Hyperprior on block covariances

I have a latent factor model where there are N latent factors on every block. To make this simpler let’s assume there are 2 blocks each with T time points (N < T and J groups. The big matrix is cholesky_factor_cov[2 * T, 2 * N] F. The sub-matrices are \mathbf{A, B, C} and are size and type cholesky_factor_cov[T, L], i.e.,

\begin{align} \mathbf{F}_L &= \begin{bmatrix} \mathbf{L_A} & \mathbf{M } \\ \mathbf{L_B} & \mathbf{L_C} \end{bmatrix} \,\,\,\,\, \scriptstyle{ 2\text{T} \times 2\text{N}} \\ \underset{\mathbf{i} \in {A,B,C}}{\mathbf{L_i}} &= \begin{bmatrix} \mathbf{x_i}^{N \times N}\\ \mathbf{x_i}^{T-N \times N} \\ \end{bmatrix} \,\,\,\,\, \scriptstyle{ \text{T} \times \text{N}} \\ \mathbf{x_i}^{N \times N} &= \begin{bmatrix} 1 & 0 & 0 & \cdots & 0_{N} \\ x_{2,1} & 1 & 0 & \cdots & 0_N \\ \vdots & \ddots & \ddots & \ddots & \vdots \\ x_{N-1,1} & \cdots & x_{N-1,N-2} & 1 & 0_N\\ x_{N,1} & x_{N,2} & \cdots & x_{N, N-1} & 1 \\ \end{bmatrix} \\ \mathbf{x_i}^{T - N \times N} &= \begin{bmatrix} x_{N + 1,1} & x_{N + 1,2} & \cdots & x_{N + 1, N} \\ \vdots & \vdots & \vdots & \vdots \\ x_{T-N, 1} & \cdots & \cdots & x_{T-N, N} \\ \end{bmatrix} \\ \mathbf{M} &= \begin{bmatrix} \mathbf{0}^{N \times N} \\ \mathbf{1^D}^{N \times N} \\ \mathbf{0}^{T - 2N \times N} \end{bmatrix} \,\,\,\,\, \scriptstyle{ \text{T} \times \text{N}} \\ \end{align}

where \mathbf{1^D} is a diagonal matrix with 1s on the diagonal of size N \times N. \mathbf{M} is basically just a pad matrix that maintains the 0s across the first N rows and then a diagonal 1s because the N latent factors for group 1 shouldn’t be correlated with the N latent factors of group 2. The rest of \mathbf{M} are composed of 0s until the group 2 \mathbf{L_C} starts.

As you can see, I’ve constrained the diagonals of the submatrices to be 1. In the code I’ve put priors on the lower triangle of the matrices each with separate normal(mu, sigma) where mu and sigma are dimension size 3. I construct the final cholesky_factor_cov for the multivariate_normal_cholesky by

cholesky_factor_cov[T_two] F_Sigma = cholesky_decompose(add_diag(multiply_lower_tri_self_transpose(F), sigma_y);
Y ~ multi_normal_cholesky(Mu, F_Sigma);

I’m trying to come up with a to hierarchically share information across the blocks of \mathbf{A, B, C}. Right now they each have their own normal.
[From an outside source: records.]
Issue #1060, opened 2024-06-24
feat(tcgc): provide origin of `SdkClientType`


archerzz:
### Clear and concise description of the problem

An `SdkClientType` can derive from either a namespce or an operation group. Some languages (like csharp) have different processing logic for those two kinds. We need TCGC to provide that metadata somewhere from `SdkClientType`.

### Checklist

- [X] Follow our [Code of Conduct](https://github.com/azure/typespec-azure/blob/main/CODE_OF_CONDUCT.md)
- [X] Check that this issue is about the Azure libraries for typespec. For feature request in the typespec language or core libraries file it in the [TypeSpec repo](https://github.com/Microsoft/TypeSpec/issues/new/choose)
- [X] Read the [docs](https://azure.github.io/typespec-azure/).
- [X] Check that there isn't already an issue that request the same feature to avoid creating a duplicate.

iscai-msft:
Can you explain this more clearly @archerzz? Are you tryign to determine whether a client is a top-level client? I'm not sure what you mean if a client is derived from an "operation group"

archerzz:
> Can you explain this more clearly @archerzz? Are you tryign to determine whether a client is a top-level client? I'm not sure what you mean if a client is derived from an "operation group"

@iscai-msft sort of. Here is an example. In `autorest.csharp`, we have a test case which defines a sub namespace: https://github.com/Azure/autorest.csharp/blob/feature/v3/test/UnbrandedProjects/Platform-OpenAI-TypeSpec/audio/operations.tsp#L11
```typescript
namespace OpenAI;
@route("/audio")
namespace Audio {
```

And in typespec, it's parsed as an `SdkOperatoinGroup` (I'm not clear of the magic here, but it happens).
![image](https://github.com/Azure/typespec-azure/assets/4516/7d6b600a-5872-4abd-ab84-9318dd80fdec)

So, I think we should have similar info in TCGC.

haolingdong-msft:
For Java, we will also need the `groupPath` info to build the operation group's name.

tadelesh:
final solution: provide parent info in `SdkClientType` and emitter could use the hierarchal client's name to know the path

PR #1253, opened 2024-07-29
[tcgc] client related features

tadelesh:
resolve: https://github.com/Azure/typespec-azure/issues/1060
resolve: https://github.com/Azure/typespec-azure/issues/963


tadelesh:
@haolingdong-msft @archerzz @chunyu3 please review and check if it is enough for your language.
also, cc: @iscai-msft

haolingdong-msft:
Thanks for the fix. Having `parent` should be enough for Java's current need. Our need for now is just to build the sub client's name

iscai-msft (approved):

I was thinking something like multivariate priors for hierarchical models in the manual where, in this case, it would be a 2 vector of means and a 2 x 2 covariance matrix. But I’m struggling with how best to share information using this to the covariance block \mathbf{B}. Maybe I’m missing something simple but any suggestions are welcome.

Thanks!

1 Like

Honestly, I tried to think about this for a while and have no good ideas. Maybe @jonah can help?
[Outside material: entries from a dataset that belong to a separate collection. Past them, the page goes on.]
PR #79, opened 2026-07-16
Feature/enable tx on dual vfo

fabiojvalente:
# Enable TX on dual VFO + browser TX toggle shortcut

## Summary

This branch adds

* an optional **browser keyboard shortcut for toggling transmit**, 
* fixes several **TX state / split-mode UI issues**
* hardens the **TX-off debounce** in the meter poller.

Context: During this morning while testing my fully remote setup game across a odd behaviour where triggering TX wasn't possible when using split (RX on VFO A and TX on VFO B), did a few small fixes 

Notes: 
* **This was only tested on the FT-DX-10** and am not sure what's the behaviour on dual receiver units
* MR opened against main as this is where I've branched from, please provide guidance if you'd like it against develop instead

### New: configurable TX toggle key (accessibility)
- Added `ApplicationSettings.TxToggleKey` — an optional browser key that toggles transmit. Empty = disabled.
- New Settings UI (`Pages/Settings.cshtml`) with a "Set key" capture flow, a "Clear" button, live capture badge, and a friendly current-shortcut display. Includes a warning that the shortcut directly keys the transmitter.
- Frontend handler in `wwwroot/js/ui/site.js` wires the configured key to the existing `toggleTx()` / `/api/cat/tx` flow. Ignored while typing in an input, textarea, or contenteditable to avoid accidental keying.
- Space handling: a lone `" "` cannot round-trip through an HTML form/input value, so it is persisted as the token `"Space"`. `Settings.cshtml.cs` adds `NormalizeTxToggleKey()` and the required `ModelState.Remove("Settings.TxToggleKey")` (empty is a valid value under `<Nullable>enable</Nullable>`). `Index.cshtml.cs` maps `" "` → `"Space"` and exposes the value via `window.ywcTxToggleKey`.

### Split-mode / inactive-VFO UI fix
- On single-receiver radios, only the **card body** of the inactive VFO is now greyed; the **card header stays full-colour** so the TX button, ZIN, and badges remain clearly active and clickable in split mode (a parent's `opacity`/`filter` could not be undone on nested children before).
- Reworked `.vfo-inactive` CSS to target `.card-body`, with a `.vfo-freq-row` carve-out so the TX VFO's frequency field stays editable in split while other body controls stay read-only.
- `applyVfoActiveStyling()` comments/logic updated accordingly; `toggleTx()` now also calls `updateTxIndicators()`.
- `USER_MANUAL.md` greying-behaviour section updated to match.

### TX-off debounce hardening (`MeterPollingService`)
- Treat both `TX1` and `TX2` as transmitting (mic-keyed on some Yaesu models).
- Accept an authoritative TX-off (web button / voice already cleared `IsTransmitting`) on the first confirming `TX0`, instead of overwriting it back to true for several poll cycles.
- A null poll (radio busy) no longer resurrects a TX state that was already turned off. Debounce threshold factored into `TxOffDebounceCount`.

### CI
- `release.yml` now uploads `Yaesu_Web_Control_Setup.exe` as a workflow artifact on `workflow_dispatch`, and only uploads to a GitHub Release on `release` / tagged dispatch.

## Test plan
- [ ] Set a TX toggle key in Settings (letter, F-key, and Space); confirm it persists across reload and shows the correct current shortcut.
- [ ] Confirm the shortcut toggles TX and is ignored while typing in inputs/text boxes.
- [ ] On a single-receiver radio, verify the inactive VFO body is greyed but the header/TX button stays full-colour and clickable in both normal and split mode.
- [ ] In split mode, confirm the TX VFO frequency field remains editable while other body controls stay read-only.
- [ ] Verify TX-off from the web button clears immediately and is not resurrected by the meter poller.
- [ ] Trigger a manual `workflow_dispatch` and confirm the installer uploads as a workflow artifact.

### home
image

### Settings
image

### DIFF
--- a/.github/workflows/release.yml
+++ b/.github/workflows/release.yml
@@ -82,7 +82,15 @@ jobs:
           Write-Host "OK: $('{0:N0}' -f (Get-Item Yaesu_Web_Control_Setup.exe).Length) bytes"
         shell: pwsh
 
+      - name: Upload installer as workflow artifact
+        if: github.event_name == 'workflow_dispatch'
+        uses: actions/upload-artifact@v4
+        with:
+          name: Yaesu_Web_Control_Setup
+          path: Yaesu_Web_Control_Setup.exe
+
       - name: Upload installer to GitHub Release
+        if: github.event_name == 'release' || github.event.inputs.tag != ''
         run: |
           # release event carries tag in GITHUB_REF_NAME; dispatch uses the input
           if ("${{ github.event_name }}" -eq "release") {
--- a/Models/ApplicationSettings.cs
+++ b/Models/ApplicationSettings.cs
@@ -167,6 +167,12 @@
         // Yuri W4YSW request 2026-06-17.
         public bool ShowFrequencyArrowButtons { get; set; } = false;
 
+        // Browser key that toggles TX (transmit). Empty string = disabled.
+        // Stored as a KeyboardEvent.key value such as "t", "F8", or " ".
+        // Ignored while typing in inputs to avoid accidental keying during
+        // form entry or frequency editing.
+        public string TxToggleKey { get; set; } = "";
+
         // ── Voice Control (in-process SAPI) ───────────────────────────────
         // When true, the navbar mic button is shown and the SAPI recogniser
         // engages on PTT. Default OFF -- voice control is opt-in so users
--- a/Models/ApplicationSettings.cs
+++ b/Models/ApplicationSettings.cs
@@ -168,7 +168,9 @@
         public bool ShowFrequencyArrowButtons { get; set; } = false;
 
         // Browser key that toggles TX (transmit). Empty string = disabled.
-        // Stored as a KeyboardEvent.key value such as "t", "F8", or " ".
+        // Stored as a KeyboardEvent.key value such as "t" or "F8", except
+        // Space which is stored as the token "Space" (a lone " " cannot
+        // survive HTML form / input value round-trips).
         // Ignored while typing in inputs to avoid accidental keying during
         // form entry or frequency editing.
         public string TxToggleKey { get; set; } = "";
--- a/Pages/Index.cshtml
+++ b/Pages/Index.cshtml
@@ -127,54 +127,47 @@
     #saveMemBtnA, #saveMemBtnB { font-weight: 700 !important; font-size: 0.85rem !important; color: #212529 !important; }
 
     /* Single-receiver radios (FTdx10, FT-710, FTDX3000): the inactive VFO
-       panel and its corresponding spectrum panel are greyed and made
-       non-interactive. Editing any control on the inactive section via
-       CAT would silently swap the radio's active VFO, which is jarring
-       UX — better to disable visually and require an explicit A/B swap
-       on the rig first.
-       Single rule kills ALL pointer interactions (clicks, wheel, hover,
-       focus) so band buttons, frequency-display wheel-tuning, spectrum
-       click-to-tune, and every form control all become inert together.
-       The text/numbers remain VISIBLE — only interaction is suppressed.
+       card BODY is greyed and made non-interactive. The card HEADER stays
+       normal so TX / ZIN / badges remain full-colour and clickable — dimming
+       the whole column (including the header) made the TX button look
+       disabled in split mode even though it was still active (CSS cannot
+       undo a parent's opacity/filter on a child).
+       Editing body controls on the inactive section via CAT would silently
+       swap the radio's active VFO; better to disable visually and require
+       an explicit A/B swap on the rig first.
        See docs/decisions/0003-single-vs-dual-receiver-ui.md
        Reported by Jacek SP3L on #34. */
-    .vfo-inactive {
+    .vfo-inactive > .card > .card-body {
+        pointer-events: none;
+    }
+    .vfo-inactive > .card > .card-body > * {
+        opacity: 0.55;
+        filter: grayscale(0.5);
+        transition: opacity 0.25s ease, filter 0.25s ease;
+    }
+    /* R10/R11 (Jacek SP3L #34): in split mode the inactive panel IS the TX
+       VFO and its frequency must remain interactive so operators can set
+       the TX frequency from YWC without un-splitting first. .vfo-tx-editable
+       is added by applyVfoActiveStyling() only when splitMode>0. The freq
+       row is undimmed as a unit (parent opacity cannot be undone on nested
+       children), then non-frequency siblings in that row (roofing, AF gain)
+       are re-dimmed. */
+    .vfo-inactive.vfo-tx-editable > .card > .card-body > .vfo-freq-row {
+        opacity: 1;
+        filter: none;
+    }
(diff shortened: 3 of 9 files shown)


mm5agm:
Welcome on board, Fabio — really glad to have the first external code contribution on this project, and thanks for taking this on.

I've had a look through the diff (checked against v2.4.2-pre10, the latest) and it looks good overall — the TX2 handling in particular is a nice catch, it actually brings the meter poller in line with something the AI-broadcast handler already assumed. A couple of small things I'd like to sort out before merging:

1. The TX-off debounce threshold changed from 5 to 2 consecutive TX0 readings as part of factoring it into `TxOffDebounceCount`. Was that intentional, or did it just come along for the ride? Just want to make sure we're not reintroducing the "momentary SWR spike" issue the original threshold was guarding against.
2. This PR targets `main` — could you retarget it to `develop`? That's where we land contributions before they go out in a release.

Separately — I recall something in an email that made me think you'd got remote control of YWC working using something called "Mumbles"? Did I read that wrong, or did you actually manage to get remote working going? Would love to hear more if so.

I'm heading out for a while now, so I'll check back for your reply when I'm back. Thanks again!

fabiojvalente:
Hi Colin

Regarding point 1

The Debounce change was trying to fix a behaviour I noticed on my end (maybe induced by possible lan latency), where whenever I disabled the the TX is would take a few seconds to change the button state, while I could hear in the audio that the radio did change the state mostly as soon as I initially clicked the button

Transition was as follows (can try to record a screen cap)

image

This initially led to believe the radio was still TXins when it wasnt

As for Point 2 i've  changed the target to develop and will rebuild locally to confirm things are still fine 


> Separately — I recall something in an email that made me think you'd got remote control of YWC working using something called "Mumbles"? Did I read that wrong, or did you actually manage to get remote working going? Would love to hear more if so.

Transcribing here as I imagine that would be easily lost over the given email :)

> Laptop connected to radio, runs YWC, Mumble Server and Client 
> Then I have a wireguard server that I can use to connect to the home Lan from the outside
> From there on my personal laptop I’m able to connect to the lan address of the box running YWC (and plugged to the radio) and get the audio via mumble

Mumble is a voice chat opensource solution, so you can run your own server and clients

> Mumble config is what took a couple extra minutes to figure out as I had to disable a lot of audio processing to get the most of it, but the main thing is that both ends (personal laptop and audio laptop) are transmitting continuously on mumble and via YWC I’m able to control the radio TX which is at that point just sends/forwards the mumble audio to the antena :) 
> Last part missing is the waterfall, as I don’t have a reliable SDR TX switch, but a poor man’s waterfall can be achieved with the laptop webcam pointing at the yaesu screen :) 

This diagram looks more complex that it really is

```mermaid
flowchart TD
    subgraph Radio["Yaesu Radio"]
        Y1[USB Port]
    end
    subgraph YaesuLaptop["Yaesu Laptop"]
        A2[Yaesu Web Control]
        A3[Mumble Server]
        A4[Mumble Client]
        A3 -- "Receives audio from remote laptop" -->  A4
        A4 -- "Sends audio from radio" --> A3
    end
    A4 -- "Send audio from Remote laptop to Radio IN" --> Radio
    Radio -- "Radio Audio OUT is sent to mumble" --> A4
    A2 -- "Cat Control" --> Radio
    %% Audio_Laptop <-- "CAT and AUDIO IN/OU" --> Radio

    subgraph Remote_Access["Remote Access"]
        B1[WireGuard server]        
    end

    subgraph Personal_Laptop["Personal Laptop"]
        P1[Mumble Client]
        P2[Browser on YWC Page for CAT control]
    end

    Personal_Laptop -- "When outside home" --> Remote_Access --> YaesuLaptop
    Personal_Laptop -- "When at home" --> YaesuLaptop
    P1 -- "Send audio from laptop mic to Mumble" --> A3
    A3 -- "Get audio from radio via mumble" --> P1

 
```


The whole setup was heavily inspired by this [article](https://f6czv.fr/en/remote-access-to-an-ftdx101)

mm5agm:
Hi Fabio,

Thanks for this — it's a genuinely nice piece of work. I went through it properly and the real change is tight and well-judged: the TX-toggle key is opt-in and off by default, the split-mode greying rework (grey the card body, keep the header live) is exactly the right fix for the TX button looking disabled, and the `MeterPollingService` TX-off handling is well reasoned. It follows the existing conventions too — the `ModelState.Remove` for the new optional setting, the `Space`-token round-trip handling, the R8/R10/R11 references. Builds clean my end.

A few things worth flagging:

**Line endings.** Your branch converted two files (`USER_MANUAL.md` and `MeterPollingService.cs`) wholesale from LF to CRLF, which made the raw diff look enormous (~5,900 lines) when the actual change is only ~260. That happened because the repo had no `.gitattributes`, so line endings were left to each person's local git config. I've now added a `.gitattributes` (`* text=auto`) to `develop` that normalizes this automatically. If you pull `develop` and set `git config core.autocrlf true` on your side, your future PRs will stay clean.

**Testing.** You noted you'd only tested on the FT-DX-10, so I ran it on my FTdx101 (dual-receiver). The TX-state changes and the TX-toggle key both check out there. One thing I did catch and fix: with the on-screen frequency keypad open, the TX-toggle key still fired and keyed the rig — the keypad is a `<dialog>` focused on its buttons, so the "ignore while typing" guard didn't recognise it. I've extended that guard to treat an open keypad as an entry surface, which also stops the fullscreen `f` shortcut misfiring there.

**TX confirmation.** I did consider requiring a confirmation before a keyboard-driven transmit, but decided to keep your single-press behaviour — it matches the on-screen TX button, and a confirm step would undercut the point of a quick accessibility shortcut. Good call leaving it simple.

To keep history clean I've integrated your commits onto a normalized branch (with you credited as author/co-author) rather than merging the raw PR, so #79 may show as closed-but-integrated rather than merged — same result, your work's in, just tidied for line endings. `develop` is the right target, by the way — thanks for checking.

73, Colin

mm5agm:
Hi Fabio,

Your changes are live in **v2.4.2-pre11**: https://github.com/mm5agm/Yaesu_Web_Control/releases/tag/v2.4.2-pre11 — the TX-toggle shortcut, the split-mode greying fix, and the TX-off debounce hardening, plus one small follow-up fix I made during testing (the shortcut was still firing while the on-screen frequency keypad was open, so I taught the "ignore while typing" guard to treat the keypad as an entry surface too).

Thanks again for the contribution — good stuff.

73, Colin

mm5agm:
Quick heads-up, Fabio — ignore the "conflicts must be resolved" banner, and please **don't** merge or resolve it. Your changes are already in `develop` (and shipped in pre11); I brought them in as separate commits with the line endings normalized, which is exactly why GitHub now sees a clash on the two files that had CRLF/LF differences plus `site.js` where I added the keypad fix. Nothing needs merging — the PR can just be **closed** whenever you're ready. Thanks again.

fabiojvalente:
Shall I close this MR then ? 
I'll make sure future MRs come with proper line ends :)

mm5agm:
Close please. Thanks for the code.

fabiojvalente:
Closing as the commit were already merged on develop

mm5agm:
Please close.


Sent from Outlook<http://aka.ms/weboutlook>

________________________________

I haven’t tested this but I think a LKJ prior for the number of blocks could work. So, using the case above where there are 2 blocks (groups). An LKJ prior of size 2 x 2 can be estimated on the blocks and weight the two, ie,

\begin{align} \widehat{\Omega}_{\mathbf{L_B}} &= \theta\rho + (1 - \theta)\Omega_{\widetilde{\mathbf{L_B}}} \\ \Omega_{2 \times 2} &= \begin{bmatrix} 1 & \rho \\ \rho & 1 \\ \end{bmatrix} \end{align}

where \Omega_\widetilde{\mathbf{L_B}} is the strictly lower triangular part of \Omega_\mathbf{L_B} (off the diagonal) and the weighting parameter \theta \in [0,1]. A dummy translation matrix can make \rho into the required shape for the addition.

I took a quick look and I don’t have any brilliant ideas here unfortunately (and don’t currently have the time to do a deep dive, sorry!), but I do think what you’re suggesting with the LKJ could work. @anon75146577 and @bgoodri are both really good with tricky matrix stuff so maybe they have some ideas.